### THE DATA
PR #1017, opened 2024-02-22
Bootstrap transition to JEP 401 model

fparain:
Bootstrapping transition to JEP 401 model.
A lot of things are broken, but at least the VM can boot and execute JEP 401 class files in interpreted mode.
Still WIP.


src/hotspot/share/opto/graphKit.cpp
```diff
@@ -3668,7 +3660,8 @@ Node* GraphKit::inline_type_test(Node* obj, bool is_inline) {
 }
 
 Node* GraphKit::is_val_mirror(Node* mirror) {
-  Node* p = basic_plus_adr(mirror, java_lang_Class::secondary_mirror_offset());
+  // JDK-8325660: notion of secondary mirror / val_mirror is gone one JEP 401
+  Node* p = basic_plus_adr(mirror, (int)0 /* java_lang_Class::secondary_mirror_offset() */);
```
TobiHartmann, line 3664: This will break Escape Analysis because such an access with zero offset is unexpected:

```
#
#  Internal Error (/oracle/valhalla/open/src/hotspot/share/opto/escape.cpp:896), pid=600228, tid=600242
#  assert(_igvn->type(adr)->isa_rawptr()) failed: sanity
#
# JRE version: Java(TM) SE Runtime Environment (22.0) (fastdebug build 22-lworld4ea-2024-02-06-1232159.tobias...)
# Java VM: Java HotSpot(TM) 64-Bit Server VM (fastdebug 22-lworld4ea-2024-02-06-1232159.tobias..., compiled mode, tiered, compressed oops, compressed class ptrs, g1 gc, linux-amd64)
# Problematic frame:
# V  [libjvm.so+0xbe2ec4]  ConnectionGraph::add_objload_to_connection_graph(Node*, Unique_Node_List*)+0x284
```

Please add this to disable the check properly:

```
diff --git a/src/hotspot/share/opto/library_call.cpp b/src/hotspot/share/opto/library_call.cpp
index 92425fecf11..bd3ed61744b 100644
--- a/src/hotspot/share/opto/library_call.cpp
+++ b/src/hotspot/share/opto/library_call.cpp
@@ -4310,7 +4310,8 @@ bool LibraryCallKit::inline_native_subtype_check() {
     region->set_req(_both_ref_path, gen_subtype_check(subk, superk));
     // If superc is an inline mirror, we also need to check if superc == subc because LMyValue
     // is not a subtype of QMyValue but due to subk == superk the subtype check will pass.
-    generate_fair_guard(is_val_mirror(args[0]), prim_region);
+    // TODO JDK-8325660
+    // generate_fair_guard(is_val_mirror(args[0]), prim_region);
     // now we have a successful reference subtype check
     region->set_req(_ref_subtype_path, control());
   }
```

src/hotspot/share/opto/library_call.cpp
```diff
@@ -4115,17 +4115,15 @@ bool LibraryCallKit::inline_primitive_Class_conversion(vmIntrinsics::ID id) {
     return false;
   }
 
-  bool is_val_mirror = true;
-  ciType* tm = mirror_con->java_mirror_type(&is_val_mirror);
+  // // JDK-8325660: Code has been modified because secondary mirror are gone in JEP 401
```
TobiHartmann, line 4118:
```suggestion
  // JDK-8325660: Code has been modified because secondary mirror are gone in JEP 401
```

src/hotspot/share/opto/parse2.cpp
```diff
@@ -3503,12 +3503,6 @@ void Parse::do_one_bytecode() {
   case Bytecodes::_new:
     do_new();
     break;
-  case Bytecodes::_aconst_init:
-    do_aconst_init();
-    break;
-  case Bytecodes::_withfield:
-    do_withfield();
```
TobiHartmann, line 3510: Could you add a `// TODO JDK-8325660` to both methods so we don't forget removing them?

TobiHartmann (approved):
The ci, C1 and C2 changes look good to me. Thanks a lot for the first cleanup here, Frederic!

src/hotspot/share/opto/graphKit.cpp
fparain: Thank you for the quick fix.

src/hotspot/share/opto/parse2.cpp
fparain: do_withfield() and do_aconst_init() methods have been removed from C2 parse* code.

src/hotspot/share/opto/library_call.cpp
fparain: Fixed

fparain:
Thanks Tobias for the review and the fix.

PR #1024, opened 2024-02-27
8326707: [lworld] Remove VALUE modifier from Modifier and AccessFlag

RogerRiggs:
Remove the VALUE modifier in Modifier.java and AccessFlag.java.
Update Class.isValue() to be false for primitive, array, and interface classes and otherwise be ~ACC_IDENTITY in the modifiers.

### DIFF
--- a/src/java.base/share/classes/java/lang/reflect/Modifier.java
+++ b/src/java.base/share/classes/java/lang/reflect/Modifier.java
@@ -1,5 +1,5 @@
 /*
- * Copyright (c) 1996, 2022, Oracle and/or its affiliates. All rights reserved.
+ * Copyright (c) 1996, 2024, Oracle and/or its affiliates. All rights reserved.
  * DO NOT ALTER OR REMOVE COPYRIGHT NOTICES OR THIS FILE HEADER.
  *
  * This code is free software; you can redistribute it and/or modify it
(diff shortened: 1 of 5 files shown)


src/java.base/share/classes/java/lang/reflect/Modifier.java
```diff
@@ -156,18 +156,18 @@ public static boolean isVolatile(int mod) {
...
      * @apiNote {@code isValue} should only be called with the modifiers
      * of a {@linkplain Class#getModifiers() class}.
      *
      * @param   mod a set of modifiers
-     * @return {@code true} if {@code mod} includes the
-     * {@code value} modifier; {@code false} otherwise.
+     * @return {@code true} if {@code mod} does not include the
+     * {@code identity} modifier; {@code false} otherwise.
      */
     public static boolean isValue(int mod) {
```
mlchung, line 169: I think we should remove this as there is no longer such a modifier.

test/jdk/java/lang/reflect/AccessFlag/ClassAccessFlagTest.java
```diff
@@ -54,9 +54,12 @@ public static void main(String... args) {
...
             TestInterface.class,
-            TestIdentityInterface.class,
-            TestValueInterface.class,
-            ExpectedClassFlags.class,
+                TestFinalClass.class,
+                TestAbstractClass.class,
+                Foo.class,
+                StaticTestInterface.class,
+                TestMarkerAnnotation.class,
+                ExpectedClassFlags.class,
```
mlchung, line 62: nit: extra 4-space indentation.

mlchung (approved):

PR #1040, opened 2024-03-07
8327636: [lworld] Make primitive wrappers be value class if preview feature is enabled

mlchung:
As specified in JEP 401, when preview features are enabled, the following standard library classes are considered to be value classes:
```
    java.lang.Byte
    java.lang.Short
    java.lang.Integer
    java.lang.Long
    java.lang.Float
    java.lang.Double
    java.lang.Boolean
    java.lang.Character
    java.util.Optional
    java.lang.Number
    java.lang.Record
```

These value classes are loaded only if --enable-preview is set.    All valhalla tests should have preview enabled to ensure testing with the proper set of library classes.

Testing: Run `jdk_valhalla` and `hotspot_valhalla_runtime` with  `-Xint` with and without `--enable-preview`.  The result is pretty good.  [JDK-8327637](https://bugs.openjdk.org/browse/JDK-8327637) and [JDK-8327639](https://bugs.openjdk.org/browse/JDK-8327639) need further investigation.

---------
### Progress

### Issue
 * [JDK-8327636](https://bugs.openjdk.org/browse/JDK-8327636): [lworld] Make primitive wrappers be value class if preview feature is enabled (**Bug** - P3)

### Reviewers
 * [Roger Riggs](https://openjdk.org/census#rriggs) (@RogerRiggs - Committer) ⚠️ Review applies to [ff15f65e](https://git.openjdk.org/valhalla/pull/1040/files/ff15f65eb5c39b40e5c4c92b607b373fd2dbf037)

### Reviewing

Checkout this PR locally: \
`$ git fetch https://git.openjdk.org/valhalla.git pull/1040/head:pull/1040` \
`$ git checkout pull/1040`

`$ git checkout pull/1040` \
`$ git pull https://git.openjdk.org/valhalla.git pull/1040/head`

</details>

Checkout this PR locally: \
`$ git pr checkout 1040`

`$ git pr show -t 1040`

</details>

<a href="https://git.openjdk.org/valhalla/pull/1040.diff">https://git.openjdk.org/valhalla/pull/1040.diff</a>

</details>

### Webrev
[Link to Webrev Comment](https://git.openjdk.org/valhalla/pull/1040#issuecomment-1984704910)

### DIFF
--- a/make/modules/java.base/gensrc/GensrcValueClasses.gmk
+++ b/make/modules/java.base/gensrc/GensrcValueClasses.gmk
@@ -27,6 +27,16 @@
 # Generate the value class replacements for selected java.base source files
 
 java.base-VALUE_CLASS-REPLACEMENTS := \
+    java/lang/Byte.java \
+    java/lang/Short.java \
+    java/lang/Integer.java \
+    java/lang/Long.java \
+    java/lang/Float.java \
+    java/lang/Double.java \
+    java/lang/Boolean.java \
+    java/lang/Character.java \
+    java/lang/Number.java \
+    java/lang/Record.java \
     java/util/Optional.java \
     java/util/OptionalInt.java \
     java/util/OptionalLong.java \
--- a/make/modules/java.base/gensrc/GensrcValueClasses.gmk
+++ b/make/modules/java.base/gensrc/GensrcValueClasses.gmk
@@ -53,7 +53,6 @@ java.base-VALUE_CLASS-REPLACEMENTS := \
     java/time/YearMonth.java \
     java/time/Year.java \
     java/time/Period.java \
-    java/lang/Record.java \
     #
 
 java.base-VALUE-CLASS-FILES := \
--- a/src/java.base/share/classes/sun/invoke/util/VerifyAccess.java
+++ b/src/java.base/share/classes/sun/invoke/util/VerifyAccess.java
@@ -208,6 +208,13 @@ public class VerifyAccess {
                 return true;
             }
 
+            // exports are not setup during early VM initialization
+            if (!jdk.internal.misc.VM.isModuleSystemInited()) {
+                //  access java.base classes only
+                assert lookupModule == refModule && refModule == Object.class.getModule();
+                return true;
+            }
+
             // allow access to public types in all unconditionally exported packages
             if ((allowedModes & UNCONDITIONAL_ALLOWED) != 0) {
                 return refModule.isExported(refc.getPackageName());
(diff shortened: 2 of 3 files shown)


make/modules/java.base/gensrc/GensrcValueClasses.gmk
```diff
@@ -27,6 +27,16 @@
...
+    java/lang/Byte.java \
+    java/lang/Short.java \
+    java/lang/Integer.java \
+    java/lang/Long.java \
+    java/lang/Float.java \
+    java/lang/Double.java \
+    java/lang/Boolean.java \
+    java/lang/Character.java \
+    java/lang/Number.java \
+    java/lang/Record.java \
```
liach, line 39: Record is already included in the end of the list.

liach (commented):
https://bugs.openjdk.org/browse/JDK-8327481 can be closed as a duplicate of this.

make/modules/java.base/gensrc/GensrcValueClasses.gmk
######
Wherever the word "isValue" appears in the entries above, copy that whole line.

Update Class.isValue() to be false for primitive, array, and interface classes and otherwise be ~ACC_IDENTITY in the modifiers.
      * @apiNote {@code isValue} should only be called with the modifiers
     public static boolean isValue(int mod) {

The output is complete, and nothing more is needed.